Keen to rein in his bêtes noires, Gensler is engaged in a turf fight with the Commodity Futures Trade Commission, over the nature of crypto tokens. On Aug. 3, he staked out his territory by saying many of them may be “unregistered securities.” That claim was rebuffed a day later by the outgoing CFTC chairman Brian Quintenz, who is seen as an ally by crypto traders. Gensler is now seeking Senator Elizabeth Warren’s help for authority to regulate such exchanges.
To deal with Chinese companies, Gensler called for a “pause” in their U.S. initial public offerings last month. The SEC is starting to issue new disclosure requirements to those contemplating a New York listing, asking about their corporate structure. That would be their “shell” nature, in Gensler’s vocabulary. It will also require listed companies to disclose more regulatory and political risks, Bloomberg News reported. With the passing of the Holding Foreign Companies Accountable Act last year, the SEC can now force a delisting if a company refuses to provide information requested by the agency or by the Public Company Accounting Oversight Board, the auditor of auditors established as a result of the 2001 Enron scandal.
Despite all the thundering, can Gensler’s SEC, which has an annual budget of about $2 billion, simply march in and police this wild, wild west? The agency already has a full plate, overseeing about $100 trillion in annual securities trading, 24 national exchanges, and the disclosures of 7,400 reporting companies, among others.
For one thing, forcing a delisting is much easier said than done.
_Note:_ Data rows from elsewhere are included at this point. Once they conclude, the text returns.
PR #2375, opened 2026-06-24
fix(trace): write diagnostics to stderr so they don't corrupt captured stdout

### LINKED ISSUE #2381: Route diagnostics and the version banner from stdout to stderr (and allow suppressing the banner)

`datadog-ci` writes several of its own diagnostics — and the `datadog-ci v<version>` banner — to **stdout**. This corrupts captured output: `datadog-ci trace -- <cmd>` runs the wrapped command with `stdio: ['inherit', 'inherit', 'pipe']`, so the child's stdout is fd 1 and its bytes are captured verbatim by `VAR=$(datadog-ci trace -- cmd)`. Any diagnostic the CLI also writes to fd 1 gets mixed into that capture. When the wrapped command emits a secret (e.g. `TOKEN=$(... vault write -field=token ...)`), the captured value gains an extra line of diagnostic text and is rejected downstream ("configured Vault token contains non-printable characters"). The corruption is intermittent and load-correlated (e.g. the `--no-fail` note only fires when the span report fails under intake throttling).

The diagnostics currently written to stdout that shouldn't be:

- the `--no-fail` note (`trace.ts`)
- the unsupported-CI-provider message (shared `CustomSpanCommand`, `helper.ts`)
- the missing-API-key message (shared `CustomSpanCommand`, `helper.ts`)
- the `datadog-ci v<version>` banner (printed on every invocation)

Separately, the banner is **spammy**: in CI where the CLI runs many times (e.g. many `trace --` wrap per step), it repeats on every call with no per-run value, and there's no way to turn it off.

### Solution

1. **Route all of these diagnostics, and the banner, to stderr.** This keeps them out of captured stdout, consistent with the adjacent error paths that already use `context.stderr`. The banner mirrors the resolved command's `--log-format`, so it stays a JSON line in JSON mode.
2. **Add `DD_CI_SKIP_VERSION_BANNER`** (`1`/`true`) to suppress the banner entirely. It follows the existing `DD_CI_`-prefixed toggle convention (e.g. `DD_CI_BYPASS_SITE_VALIDATION`) and the `1`/`true` truthiness used by `DD_BETA_COMMANDS_ENABLED`.

### Additional context

- The stdout→stderr move is a behavior change for anything that was scraping these lines from stdout, hence this issue.
- Default banner behavior is otherwise unchanged; it still prints (now on stderr) unless the variable is set.
- Implemented in #2375.

### Command

trace

eliebleton-manomano:
### What and why?

`datadog-ci trace -- <cmd>` runs the wrapped command with `stdio: ['inherit', 'inherit', 'pipe']`, so the child's stdout **is** fd 1 and its bytes are captured verbatim by `VAR=$(datadog-ci trace -- cmd)`. But `trace` also wrote some of its **own** diagnostics to fd 1 (`console.log` / `context.stdout.write`), so those lines got mixed into the capture.

When the wrapped command emits a secret — e.g. `TOKEN=$(… vault write -field=token …)` — the captured value gains a newline + diagnostic text and is rejected downstream (`configured Vault token contains non-printable characters`). It is intermittent and load-correlated: the `--no-fail` note only fires when the span report fails (e.g. under intake throttling).

These diagnostics belong on **stderr**, consistent with the adjacent error paths in the same files that already use `this.context.stderr.write`. The `datadog-ci v<version>` banner has the same problem — it's printed to stdout on every invocation, so it can corrupt the same captures — and on top of that it's noisy in CI where the CLI runs many times.

Resolves #2381.

### How?

Route three trace diagnostics from stdout → stderr:

- the `--no-fail` note (`trace.ts`) — was `console.log`, now `this.context.stderr.write` (with the trailing `\n` that `console.log` implied)
- the unsupported-CI-provider message (`helper.ts`, shared `CustomSpanCommand`)
- the missing-API-key message (`helper.ts`, shared `CustomSpanCommand`)

The `helper.ts` changes also harden the `span` command, which shares the `CustomSpanCommand` base. No change to stdio inheritance, the `childProcess.stderr` pipe, or the span/reporting logic.

Also route the **version banner** to stderr (`cli.ts`), mirroring the resolved command's `--log-format` so it stays a JSON line in JSON mode; builtin commands and parse errors fall back to text format. And add **`DD_CI_SKIP_VERSION_BANNER`** (`1`/`true`) to suppress the banner entirely, following the existing `DD_CI_`-prefixed toggle convention (e.g. `DD_CI_BYPASS_SITE_VALIDATION`).

Adds regression tests: the `--no-fail` note lands on stderr (not stdout), the shared CI-provider assertion is updated to match, and the banner is suppressed when `DD_CI_SKIP_VERSION_BANNER` is `1`/`true`.

**Judgment call left out (happy to add if preferred):** the `--dry-run` payload write in `helper.ts` is also capturable, but moving it would change `span --dry-run | jq` behaviour and is lower risk (only under `--dry-run`), so it's left on stdout.

### Review checklist

### DIFF
--- a/packages/base/src/commands/trace/trace.ts
+++ b/packages/base/src/commands/trace/trace.ts
@@ -55,7 +55,10 @@ export class TraceCommand extends CustomSpanCommand {
       stdio: ['inherit', 'inherit', 'pipe'],
     })
     const chunks: Buffer[] = []
-    childProcess.stderr.pipe(this.context.stderr)
+    // `{end: false}`: don't end `context.stderr` when the child closes, so the post-child
+    // `--no-fail` diagnostic below can still be written without a "write after end" error
+    // on regular Writable streams (`process.stderr` tolerates it, but others don't).
+    childProcess.stderr.pipe(this.context.stderr, {end: false})
     const stderrCatcher: Promise<string> = new Promise((resolve, reject) => {
       childProcess.stderr.on('data', (chunk) => chunks.push(Buffer.from(chunk)))
       childProcess.stderr.on('error', (err) => reject(err))
@@ -85,7 +88,7 @@ export class TraceCommand extends CustomSpanCommand {
 
     if (res !== 0) {
       if (this.noFail) {
-        console.log('note: Not failing since --no-fail provided')
+        this.context.stderr.write('note: Not failing since --no-fail provided\n')
 
         return exitCode
       }
--- a/packages/datadog-ci/src/cli.ts
+++ b/packages/datadog-ci/src/cli.ts
@@ -78,10 +78,11 @@ if (require.main === module) {
     // Parse error: defer to cli.run below for clipanion's error rendering.
   }
 
-  // Route the banner through the resolved command's logger so it respects `--log-format`.
-  // Builtin commands (e.g. --help) and command line parse errors fall back to a default text logger.
-  const versionLogger =
-    command instanceof BaseCommand ? command.logger : new Logger((s) => context.stdout.write(s), LogLevel.INFO)
+  // Write the banner to stderr so it never corrupts captured stdout (e.g. `VAR=$(datadog-ci ...)`),
+  // while mirroring the resolved command's `--log-format` so it stays a JSON line in JSON mode.
+  // Builtin commands (e.g. --help) and command line parse errors fall back to text format.
+  const jsonOutput = command instanceof BaseCommand ? command.logger.isJsonOutput() : false
+  const versionLogger = new Logger((s) => context.stderr.write(s), LogLevel.INFO, {jsonOutput})
 
   printVersion(versionLogger)
 
--- a/packages/base/src/__tests__/version.test.ts
+++ b/packages/base/src/__tests__/version.test.ts
@@ -38,4 +38,21 @@ describe('printVersion', () => {
       process.argv = original
     }
   })
+
+  it.each(['1', 'true', 'TRUE'])('does not print when DD_CI_SKIP_VERSION_BANNER is %p', (value) => {
+    const original = process.env.DD_CI_SKIP_VERSION_BANNER
+    process.env.DD_CI_SKIP_VERSION_BANNER = value
+
+    try {
+      const {lines, logger} = collect(false)
+      printVersion(logger)
+      expect(lines).toHaveLength(0)
+    } finally {
+      if (original === undefined) {
+        delete process.env.DD_CI_SKIP_VERSION_BANNER
+      } else {
+        process.env.DD_CI_SKIP_VERSION_BANNER = original
+      }
+    }
+  })
 })
--- a/packages/base/src/commands/span/__tests__/span.test.ts
+++ b/packages/base/src/commands/span/__tests__/span.test.ts
@@ -30,8 +30,12 @@ describe('span', () => {
 
     test('no-name', async () => {
       const env = {GITLAB_CI: '1'}
-      const {code} = await runCLI(['--duration', '10000'], env)
+      const {context, code} = await runCLI(['--duration', '10000'], env)
       expect(code).toBe(1)
+      // Validation errors are diagnostics: they belong on stderr, not stdout (which must stay
+      // clean for `$(datadog-ci trace span ...)` captures).
+      expect(context.stderr.toString()).toContain('The span name must be provided.')
+      expect(context.stdout.toString()).toBe('')
     })
 
     test('no-time-info', async () => {
--- a/packages/base/src/commands/span/span.ts
+++ b/packages/base/src/commands/span/span.ts
@@ -45,7 +45,7 @@ export class SpanCommand extends CustomSpanCommand {
     this.tryEnableFips()
 
     if (!this.name) {
-      this.context.stdout.write(`The span name must be provided.\n`)
+      this.context.stderr.write(`The span name must be provided.\n`)
 
       return 1
     }
@@ -55,7 +55,7 @@ export class SpanCommand extends CustomSpanCommand {
       (!this.startTimeInMs && this.endTimeInMs) ||
       (this.durationInMs && (this.startTimeInMs || this.endTimeInMs))
     ) {
-      this.context.stdout.write(`Either duration or start and end time must be provided.\n`)
+      this.context.stderr.write(`Either duration or start and end time must be provided.\n`)
 
       return 1
     }
@@ -65,13 +65,13 @@ export class SpanCommand extends CustomSpanCommand {
     }
 
     if (!this.durationInMs) {
-      this.context.stdout.write(`The span duration must be provided or start-time and end-time.\n`)
+      this.context.stderr.write(`The span duration must be provided or start-time and end-time.\n`)
 
       return 1
     }
 
     if (this.durationInMs < 0) {
-      this.context.stdout.write(`The span duration must be positive / end time must be after start time.\n`)
+      this.context.stderr.write(`The span duration must be positive / end time must be after start time.\n`)
 
       return 1
     }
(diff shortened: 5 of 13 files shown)


juan-fernandez (commented):
Leaving one inline review comment for the stream lifetime issue.

packages/base/src/commands/trace/trace.ts
```diff
@@ -85,7 +85,7 @@ export class TraceCommand extends CustomSpanCommand {
 
     if (res !== 0) {
       if (this.noFail) {
-        console.log('note: Not failing since --no-fail provided')
+        this.context.stderr.write('note: Not failing since --no-fail provided\n')
```
juan-fernandez, line 99: [P2] This can write to an ended `stderr` stream. `childProcess.stderr.pipe(this.context.stderr)` uses the default `{end: true}`, so once the wrapped command exits it ends the destination stream. `process.stderr` tolerates a later write, but regular `Writable` streams used by programmatic Clipanion callers or tests will emit `write after end` when this diagnostic is written afterward. The test currently masks that by overriding `stderr.end`; the command should instead pipe with `{end: false}` before moving post-child diagnostics onto stderr.

juan-fernandez (commented):
thanks for the contribution! This makes a lot of sense. 

A few non-blocking suggestions that could make this safer and easier to maintain:

- Add a CLI-level regression test for the banner stream. The new tests cover `printVersion(logger)`, but the customer-facing behavior lives in `packages/datadog-ci/src/cli.ts`: the automatic banner should go to `stderr`, explicit `datadog-ci version` / `--version` should still go to `stdout`, and command stdout should stay clean for captures/pipes. A small integration-style test would protect the exact bug class this PR is fixing.

- Consider using the existing `toBoolean()` helper for `DD_CI_SKIP_VERSION_BANNER`. Right now the new env var accepts exactly `1` or lowercase `true`; most env parsing in this repo uses `toBoolean()`, which handles casing consistently.

- Consider preserving `printVersion` API compatibility. `printVersion` is exported from `@datadog/datadog-ci-base/version` and re-exported by `@datadog/datadog-ci`; changing it from `printVersion()` to `printVersion(logger)` could break external callers that import it directly. If that API surface matters, making the logger optional would reduce the blast radius.

- If `DD_CI_SKIP_VERSION_BANNER` is intended for customers rather than just as an escape hatch, it may be worth documenting it somewhere discoverable.

Drarig29:
Hi @eliebleton-manomano! Thanks for the contribution 🙏 

I just ran the CI, and there is a tiny fix to do on the standalone tests. Also, can you rebase on the `master` branch, we recently fixed a flaky test.

```
  ● standalone binary › synthetics › plugin can be loaded

    expect(received).toStrictEqual(expected) // deep equality

    - Expected  - 1
    + Received  + 1

      Object {
        "exitCode": 0,
    -   "stderr": "",
    +   "stderr": "datadog-ci v5.19.0",
        "stdout": StringContaining "All plugins are already baked into the standalone binary.",
      }

      152 |     it('plugin can be loaded', async () => {
      153 |       const result = await execBinary(['plugin', 'check', 'synthetics', 'run-tests'])
    > 154 |       expect(result).toStrictEqual({
          |                      ^
      155 |         exitCode: 0,
      156 |         stdout: expect.stringContaining('All plugins are already baked into the standalone binary.') as string,
      157 |         stderr: '',

      at standalone-e2e/standalone-smoke.test.ts:154:22
      at fulfilled (standalone-e2e/standalone-smoke.test.ts:5:58)
```

packages/datadog-ci/src/cli.ts
```diff
@@ -78,10 +78,11 @@ if (require.main === module) {
...
 
-  // Route the banner through the resolved command's logger so it respects `--log-format`.
-  // Builtin commands (e.g. --help) and command line parse errors fall back to a default text logger.
-  const versionLogger =
-    command instanceof BaseCommand ? command.logger : new Logger((s) => context.stdout.write(s), LogLevel.INFO)
+  // Write the banner to stderr so it never corrupts captured stdout (e.g. `VAR=$(datadog-ci ...)`),
+  // while mirroring the resolved command's `--log-format` so it stays a JSON line in JSON mode.
+  // Builtin commands (e.g. --help) and command line parse errors fall back to text format.
+  const jsonOutput = command instanceof BaseCommand ? command.logger.isJsonOutput() : false
+  const versionLogger = new Logger((s) => context.stderr.write(s), LogLevel.INFO, {jsonOutput})
```
rodrigo-roca, line 85: is there unit tests for this piece of new logic? If not can we add some?

rodrigo-roca (commented):
there is also the `span` subcommand which reuses most of the logic, and still use  context.stdout.write if I recall correctly. I think we are missing changes in that command, can you take a look at `span.ts`?

eliebleton-manomano:
Most of the concerns in Juan's comments have been addressed in the latest version. I'll work through the rest in short order.

>     * Consider preserving `printVersion` API compatibility. `printVersion` is exported from `@datadog/datadog-ci-base/version` and re-exported by `@datadog/datadog-ci`; changing it from `printVersion()` to `printVersion(logger)` could break external callers that import it directly. If that API surface matters, making the logger optional would reduce the blast radius.

The printVersion(logger) signature landed on master with the --log-format json feature (426c5480) — this PR doesn't change it. The only change here is an internal early-return for DD_CI_SKIP_VERSION_BANNER, so there's no API-surface change to guard against.

packages/base/src/commands/trace/trace.ts
eliebleton-manomano: Good catch. I believe this is now fixed and the test was adjusted accordingly.

packages/datadog-ci/src/cli.ts
eliebleton-manomano: Added `packages/datadog-ci/src/__tests__/version-banner.test.ts` — it spawns the real CLI entry point and asserts this logic end-to-end: the banner goes to stderr (never stdout, which is the bug class this fixes), `--log-format json` is mirrored as a JSON line, `version`/`--version` still print to stdout, and `DD_CI_SKIP_VERSION_BANNER` suppresses it.

An in-process `cli.run()` test wouldn't cover it, since the banner is emitted under `require.main === module`.

-- Claudelie

eliebleton-manomano:
Thanks for running the CI! 🙏

Fixed the standalone smoke test: `plugin check synthetics run-tests` now expects the `datadog-ci v<version>` banner on stderr. The banner intentionally moved off stdout (so it can't corrupt captures), and `run-tests` isn't a skip-listed arg like `--help`/`version`, so it now lands on stderr — the other smoke cases use `--help`/`version` and stay `stderr: ''`. That was the assertion behind the failing standalone jobs.

Also rebased onto the latest `master` to pick up the flaky-test fix.

-- Claudelie

eliebleton-manomano:
One more consistency fix for the `trace span` subcommand (shares the `CustomSpanCommand` base).

The inherited diagnostics (unsupported-CI-provider, missing-API-key) were already moved to stderr in this PR. But `span` also had its own four argument-validation messages — missing `--name`, conflicting/missing/negative duration — still written to `stdout` while returning a non-zero exit code. That's the same diagnostics-on-stdout issue this PR is fixing elsewhere (and `trace`'s analogous `"Missing command to run"` was already on stderr), so they could leak into a `$(datadog-ci trace span …)` capture.

Moved those four to `stderr` and added a regression assertion (the existing validation tests only checked the exit code, not the stream). The `[DRY-RUN]` payload stays on stdout, since that's the command's intended output.

-- Claudelie

Drarig29 (approved):
LGTM

juan-fernandez (approved):
awesome! Thanks!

There are 248 Chinese corporate names on U.S. exchanges, boasting over $2 trillion market cap as of early May; the SEC cannot possibly have the time nor the money to investigate them all.
The agency’s record isn’t promising. It was slow and reactive between 2018 and 2020, despite the Trump administration’s hardline rhetoric on China. That was the conclusion of a study by CLSA and Mithra Forensic Research. By looking at the exemptions the SEC used to deny Freedom of Information Act requests, the study found that only five companies—iQiyi Inc, TAL Education Group, GSX Techedu Inc., Alibaba and China Petroleum & Chemical Corp.—were investigated in that three year period. All, except for the state-owned China Petroleum, were short-seller targets.
In other words, the SEC appeared to have relied mostly on whistleblowers instead of its own internal investigative methods—such as accounting forensics or big data—to identify suspect companies. In June, Gensler fired William Duhnke as chair of the PCAOB, a win for liberal senators Warren and Bernie Sanders, powerful voices on the Senate’s banking and budget committees. The Trump appointee was criticized for being ineffective and taking record low actions against auditors.